Mr Netanyahu, who had hoped to see the back of the Palestinian parties at last year's general election, inadvertently transformed them into the third biggest party. That was the context for his now-infamous campaign warning that "the Arabs are coming out in droves to vote."
The crackdown on Palestinian parties may finally burst the simplistic assumption that Israel is a democracy because its Palestinian minority has the vote.
This argument was always deeply misguided. After Israel's creation in 1948, officials gave citizenship and the vote to the few Palestinians remaining inside the new borders precisely because they were a small and weak minority.
In exiling 80 percent of Palestinians from their homeland, Israel effectively rigged its national electoral constituency to ensure there would be a huge Jewish majority in perpetuity.
A Palestinian MP, Ahmed Tibi, summed it up neatly. Israel, he said, was a democratic state for Jews and a Jewish state for its Palestinian citizens.
In truth, the vote of Palestinian citizens was only ever meant as window-dressing. David Ben Gurion, Israel's first prime minister, assumed that the rump Palestinian population would be swamped by Jewish immigrants flooding into the new state.
He miscalculated. The Palestinian minority had a far higher birth rate and maintained a level of 20 percent of the population. None of that would matter had the Palestinian representatives quietly accepted their position as shop-window mannequins.

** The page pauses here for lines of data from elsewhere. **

PR #4098, opened 2020-06-08
pluginfw: Dont cache if max age is 0

JohnMcLear:
Fixes a bug where the cache would cache plugin templates even if maxAge is 0.  This sucks if you are actively developing something..


Chocobozzz:
Oup's thanks!

PR #4116, opened 2020-06-14
Timesliding slidebar visual representation of pad

JohnMcLear:
image

This is my PR working on improving the UX of the timeslider.

- [ ] Script to generate a graph of activity over time.  Mostly done, see  ``bin/createPadTimesliderVizData.js``
- [x] Script to generate report of pad activity over time, line by line.
- [x] Script to generate report of pad activity day by day.
- [ ] Documentation
- [x] Setting to disable some Log4js noise when running script

I'm putting the logic etc. here but it's likely this will need to go into a plugin.


JohnMcLear:
Fwiw I published

ep_what_have_i_missed
and
ep_who_did_what

plugins which begin to pluginify this code.  Admin scripts may be useful but not necessary as the user is empowered to handle themselves.

PR #4563, opened 2020-12-14
URL regex improvements

rhansen:
Multiple commits:
* lint: Fix some straightforward ESLint errors
* tests: New `helper.clearPad` method
* tests: Expand the tests in `urls_become_clickable.js`
* Factor out common URL regular expression code
* Exclude `?`, `!`, and `)` from last character of URL
* Add `'` and `*` to acceptable URL characters


JohnMcLear:
Much cleaner :)  Thanks!!

PR #4570, opened 2020-12-15
lint: AttributeManager

JohnMcLear:


rhansen:
[Line 361](https://github.com/ether/etherpad-lite/blob/219c0c3186abee243ec8d1a8e891d07c48d56f8f/src/static/js/AttributeManager.js#L361) is highly suspect for a few reasons:
1. The callback passed to `map()` ([line 355](https://github.com/ether/etherpad-lite/blob/219c0c3186abee243ec8d1a8e891d07c48d56f8f/src/static/js/AttributeManager.js#L355)) is a normal function, not an arrow function. Thus, the value of `this` on line 361 depends on how the callback is called. In this case, the callback is called  without an explicit context object (it is not called as a method nor is it called via `apply()`, `bind()`, or `call()`). This smells foul—why is `this` used when there is no explicit context object? I'm guessing it's a bug; that `this` was intended to refer to the AttributeManager object.
2. Let's assume that the use of `this` was intentional even though there is no explicit context. Because the callback is called without any explicit context, the value of `this` depends on whether the function is in strict mode or not. Before this commit, it was in sloppy mode so `this` referred to the "global this" object (a.k.a. `window`). After this commit, the function is in strict mode so `this` is undefined and `this.author` will throw an exception. That's probably not a desired behavior change. Why didn't the tests see this? Is the test coverage insufficient?
3. The return value on that line is `[attributeName, this.author]`. I don't fully understand the code, but I think `attributeName` should be `attrib[0]`. Doesn't `attributeName` cause attribute corruption? It will cause `attributeName` to appear multiple times in the `map()` output, possibly with different values, and it silently discards the `author` attribute.

rhansen:
> After this commit, the function is in strict mode so `this` is undefined and `this.author` will throw an exception. That's probably not a desired behavior change. Why didn't the tests see this? Is the test coverage insufficient?

Actually it looks like that change is causing tests to fail, so that's good at least.

rhansen:
I force-pushed some fixes to the branch. Please review my commits, and if they look good to you do a rebase and merge (**not** a squash and merge).

PR #4571, opened 2020-12-15
lint: broadcast_revisions

JohnMcLear:
Need help with a global 👍

### DIFF
--- a/src/static/js/broadcast.js
+++ b/src/static/js/broadcast.js
@@ -199,6 +199,7 @@ function loadBroadcastJS(socket, sendSocketMsg, fireWhenAllScriptsAreLoaded, Bro
   };
 
   const loadedNewChangeset = (changesetForward, changesetBackward, revision, timeDelta) => {
+    const revisionInfo = window.revisionInfo;
     const broadcasting = (BroadcastSlider.getSliderPosition() === revisionInfo.latest);
     revisionInfo.addChangeset(
         revision, revision + 1, changesetForward, changesetBackward, timeDelta);
@@ -264,7 +265,7 @@ function loadBroadcastJS(socket, sendSocketMsg, fireWhenAllScriptsAreLoaded, Bro
 
   const goToRevision = (newRevision) => {
     padContents.targetRevision = newRevision;
-    const path = revisionInfo.getPath(padContents.currentRevision, newRevision);
+    const path = window.revisionInfo.getPath(padContents.currentRevision, newRevision);
 
     hooks.aCallAll('goToRevisionEvent', {
       rev: newRevision,
@@ -405,7 +406,7 @@ function loadBroadcastJS(socket, sendSocketMsg, fireWhenAllScriptsAreLoaded, Bro
             Changeset.moveOpsToNewPool(data.forwardsChangesets[i], pool, padContents.apool);
         const backwardcs =
             Changeset.moveOpsToNewPool(data.backwardsChangesets[i], pool, padContents.apool);
-        revisionInfo.addChangeset(astart, aend, forwardcs, backwardcs, data.timeDeltas[i]);
+        window.revisionInfo.addChangeset(astart, aend, forwardcs, backwardcs, data.timeDeltas[i]);
       }
       if (callback) callback(start - 1, start + data.forwardsChangesets.length * granularity - 1);
     },
--- a/src/static/js/broadcast.js
+++ b/src/static/js/broadcast.js
@@ -34,6 +34,7 @@ const hooks = require('./pluginfw/hooks');
 // These parameters were global, now they are injected. A reference to the
 // Timeslider controller would probably be more appropriate.
 function loadBroadcastJS(socket, sendSocketMsg, fireWhenAllScriptsAreLoaded, BroadcastSlider) {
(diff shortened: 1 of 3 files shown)


rhansen:
> Need help with a global +1

Fixed. Please take a look.

JohnMcLear:
Right I learned...  

https://github.com/ether/etherpad-lite/pull/4571/commits/c5c60175d1a57294b46ba225c89bf7051bae2ed8 -- We still want to use ``arguments`` instead of passing ``...args``?

``splice.apply`` is fine?  I thought that was erroring for me..

https://github.com/ether/etherpad-lite/pull/4571/commits/c5c60175d1a57294b46ba225c89bf7051bae2ed8#diff-7db26e6410bd870477ccfc66fd084e0ce0d134b9554267ca8c6aa301fb64aebcR486 I don't see how this doesn't error but okay...

But wait then we turn back to using ``...args`` on https://github.com/ether/etherpad-lite/pull/4571/commits/b85bfc7dc2b7833093590d9670e4de4e47083fd4 so which do we prefer?  

https://github.com/ether/etherpad-lite/pull/4571/commits/783469aea87254e7d854d76f503d4d690223ab15 is much cleaner than my approach, +1 that, I think I was just a bit lost in the mix and should have spent more time on this specific function.

https://github.com/ether/etherpad-lite/pull/4571/commits/ce3ab66035a7edf4a5b21d07b59109943a42bf5e#diff-7db26e6410bd870477ccfc66fd084e0ce0d134b9554267ca8c6aa301fb64aebcR474 I prefer your approach here but I can't promise I will remember to use it and I think it's beyond the scope of lint fixing for this round?  Can we agree that these are bonuses if I remember but not put the effort in this round?

It's bad to use ``window.whatever`` but it's sometimes a necessary evil until we can refactor these out?

Gun to replace ``self.`` with ``this.`` if possible.  Do you want this done on this round of linting?  Should we add warnings for self if that's the case?

Thanks for the help and lessons :)

rhansen:
Some background behind why I made that "Revert some incorrect lint fixes" commit: If a change introduces a bug, good version control practice is to revert the change then re-do it properly. Benefits:

  * It's easier to review a revert followed by a re-do than it is to review a fix of a buggy change. (It's hard to see the net change when looking at a fix of a buggy change). This is particularly true if there have been some overlapping changes between the original buggy change and the revert of the buggy change.
  * The re-do can be cherry-picked by itself.
  * `git blame` provides more useful results.
  * If the re-do is also buggy you just revert and try again—you don't end up with a difficult to understand fix for a fix for a fix.

In this case I didn't revert the whole branch, just the parts that were buggy.

I expect all of these commits to be squashed into one commit before this PR is merged, so the end result will be `...args` and `for (const [k, v] of Object.entries(obj))` if you decide to keep all of my changes.

> 
> [ce3ab66#diff-7db26e6410bd870477ccfc66fd084e0ce0d134b9554267ca8c6aa301fb64aebcR474](https://github.com/ether/etherpad-lite/commit/ce3ab66035a7edf4a5b21d07b59109943a42bf5e#diff-7db26e6410bd870477ccfc66fd084e0ce0d134b9554267ca8c6aa301fb64aebcR474) I prefer your approach here but I can't promise I will remember to use it and I think it's beyond the scope of lint fixing for this round? Can we agree that these are bonuses if I remember but not put the effort in this round?

I think it's a good idea to leave some lint errors unresolved for now if their resolution is complicated or risky. The most important thing is to not incorrectly resolve lint errors.

> It's bad to use `window.whatever` but it's sometimes a necessary evil until we can refactor these out?

`window.foo` is no worse than top-level `var foo`. From JavaScript's perspective they are 99% equivalent (that last 1% is unimportant for our purposes). From a readability perspective `window.foo` is arguably better because the reader immediately knows that the `window` object is being polluted. Getting rid of all of the `window.foo` (and `var foo`) globals is not trivial, so it's definitely OK to leave those alone until the code can be refactored.

> Gun to replace `self.` with `this.` if possible. Do you want this done on this round of linting? Should we add warnings for self if that's the case?

I'm fine with deferring changes from `self` to `this` until a later time. I made those changes last so that they could be easily discarded or moved to another PR. The reason I included those changes at all is because the squashed commit would fix the prefer-arrow-functions lint error by changing `self` to `this`, not by changing functions to arrow functions.

JohnMcLear:
Yea obviously happy to take your changes as you know better than me and they are way more readable than the original.

So one thing to consider is that I commit a lot, like every few minutes, because my life is absolute chaos, I jump between devices because I'm often doing lots of other things while trying to hack on Etherpad.  Because of this I will commit a breaking change then push it so I don't lose it when going onto another device.  This means that I'm used to squashing (because it sanitizes my chaos).  Hope you can appreciate/understand that and apologies for the noise! :)  Also worth noting that it's kinda embarrassing from my perspective that I'm not writing "working" lint fixes, so having a commit that's "undone broken code" is not ideal, but I'm not precious and totally fine with being the _noob_ in the room as long as I'm learning on the way ;)

Appreciate the feedback, will take it on-board and begin really focusing on improving the Etherpad git history.

JohnMcLear:
If you are happy with this, merge away  :)  LGTM! :)

PR #4573, opened 2020-12-15
lint: chat

JohnMcLear:
If username isn't set I noticed it doesn't pass "" value as chat name but some weird value..  I think this is because underscore is now being required..


rhansen:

But in recent years, as Mahmoud Abbas's Palestinian Authority has grown ever weaker, confined to small enclaves of the West Bank, the Palestinian MPs in Israel have taken up some of the slack. That was why the Balad MPs met the Jerusalem families. The PA, barred by Israel from East Jerusalem, can only look on helplessly on this issue.
This month Mr Netanyahu said he would surround Israel with walls to keep out the neighbourhood's "wild beasts." In his view, there are also wild beasts to be found in Israel's parliament -- and he is ready to erect walls to keep them out too.